• _Exercise instructions_: Among the entries, find each line that includes the string "want" and list it.

Data provided Block Start

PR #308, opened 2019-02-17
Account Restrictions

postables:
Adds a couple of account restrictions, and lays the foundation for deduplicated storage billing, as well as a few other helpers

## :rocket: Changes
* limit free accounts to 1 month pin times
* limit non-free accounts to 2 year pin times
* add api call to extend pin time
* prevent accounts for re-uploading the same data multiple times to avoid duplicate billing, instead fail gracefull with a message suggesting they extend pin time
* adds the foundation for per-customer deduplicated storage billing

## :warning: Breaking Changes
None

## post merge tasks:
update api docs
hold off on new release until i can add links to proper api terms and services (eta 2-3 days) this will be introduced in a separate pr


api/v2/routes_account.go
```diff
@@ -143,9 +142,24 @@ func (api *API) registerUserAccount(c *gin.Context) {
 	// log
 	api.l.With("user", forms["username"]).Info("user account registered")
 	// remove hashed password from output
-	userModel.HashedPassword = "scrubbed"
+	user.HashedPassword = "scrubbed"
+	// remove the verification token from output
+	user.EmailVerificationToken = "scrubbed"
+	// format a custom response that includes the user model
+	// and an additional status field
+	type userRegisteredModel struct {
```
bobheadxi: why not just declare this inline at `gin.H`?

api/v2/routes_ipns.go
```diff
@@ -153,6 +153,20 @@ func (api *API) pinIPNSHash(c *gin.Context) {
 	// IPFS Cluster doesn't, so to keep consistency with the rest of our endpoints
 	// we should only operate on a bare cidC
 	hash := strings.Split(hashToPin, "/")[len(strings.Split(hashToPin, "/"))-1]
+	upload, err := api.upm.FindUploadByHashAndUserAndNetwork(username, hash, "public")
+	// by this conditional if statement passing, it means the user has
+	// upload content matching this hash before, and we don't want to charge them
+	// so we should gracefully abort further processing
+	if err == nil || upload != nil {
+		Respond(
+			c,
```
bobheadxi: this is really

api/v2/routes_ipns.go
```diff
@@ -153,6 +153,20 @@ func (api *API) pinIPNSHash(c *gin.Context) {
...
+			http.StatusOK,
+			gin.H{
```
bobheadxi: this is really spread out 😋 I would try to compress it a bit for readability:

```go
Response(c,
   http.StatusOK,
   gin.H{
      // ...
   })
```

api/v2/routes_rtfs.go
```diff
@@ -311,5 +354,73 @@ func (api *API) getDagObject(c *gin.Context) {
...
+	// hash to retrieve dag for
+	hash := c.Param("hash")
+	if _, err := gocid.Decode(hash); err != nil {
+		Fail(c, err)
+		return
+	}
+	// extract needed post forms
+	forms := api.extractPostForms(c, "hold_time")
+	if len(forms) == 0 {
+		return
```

Data provided Block End
Data provided Block Start

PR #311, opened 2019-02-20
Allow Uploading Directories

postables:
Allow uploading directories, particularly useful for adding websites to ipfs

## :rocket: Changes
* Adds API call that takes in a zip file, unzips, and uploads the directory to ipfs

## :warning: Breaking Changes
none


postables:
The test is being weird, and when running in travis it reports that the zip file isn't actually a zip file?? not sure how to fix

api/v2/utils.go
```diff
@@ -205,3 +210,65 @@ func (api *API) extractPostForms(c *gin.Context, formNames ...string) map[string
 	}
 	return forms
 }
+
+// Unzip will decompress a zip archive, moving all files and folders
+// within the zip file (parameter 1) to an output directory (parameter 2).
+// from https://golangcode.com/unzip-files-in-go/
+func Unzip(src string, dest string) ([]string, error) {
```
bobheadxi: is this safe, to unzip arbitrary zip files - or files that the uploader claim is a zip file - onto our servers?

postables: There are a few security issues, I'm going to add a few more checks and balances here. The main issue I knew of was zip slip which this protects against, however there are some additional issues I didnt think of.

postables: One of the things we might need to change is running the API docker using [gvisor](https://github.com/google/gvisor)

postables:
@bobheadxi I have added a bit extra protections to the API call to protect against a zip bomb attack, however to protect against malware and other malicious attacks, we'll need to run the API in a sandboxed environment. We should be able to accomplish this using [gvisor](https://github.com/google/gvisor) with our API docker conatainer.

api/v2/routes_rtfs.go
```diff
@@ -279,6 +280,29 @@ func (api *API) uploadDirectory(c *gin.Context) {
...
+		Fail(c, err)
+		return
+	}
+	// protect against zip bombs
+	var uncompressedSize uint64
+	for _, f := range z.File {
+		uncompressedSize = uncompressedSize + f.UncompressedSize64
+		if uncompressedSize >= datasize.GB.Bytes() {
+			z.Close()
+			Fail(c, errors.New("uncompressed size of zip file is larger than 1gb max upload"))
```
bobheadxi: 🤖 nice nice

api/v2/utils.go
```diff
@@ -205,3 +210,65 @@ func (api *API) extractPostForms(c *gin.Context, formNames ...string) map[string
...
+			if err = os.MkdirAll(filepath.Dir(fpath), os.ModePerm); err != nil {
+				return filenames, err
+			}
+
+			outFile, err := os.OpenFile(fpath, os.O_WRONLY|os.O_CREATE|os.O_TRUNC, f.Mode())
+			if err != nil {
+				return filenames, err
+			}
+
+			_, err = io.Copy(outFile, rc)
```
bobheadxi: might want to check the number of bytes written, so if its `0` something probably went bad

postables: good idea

Data provided Block End

• _Output_:
+	// upload content matching this hash before, and we don't want to charge them
bobheadxi: might want to check the number of bytes written, so if its `0` something probably went bad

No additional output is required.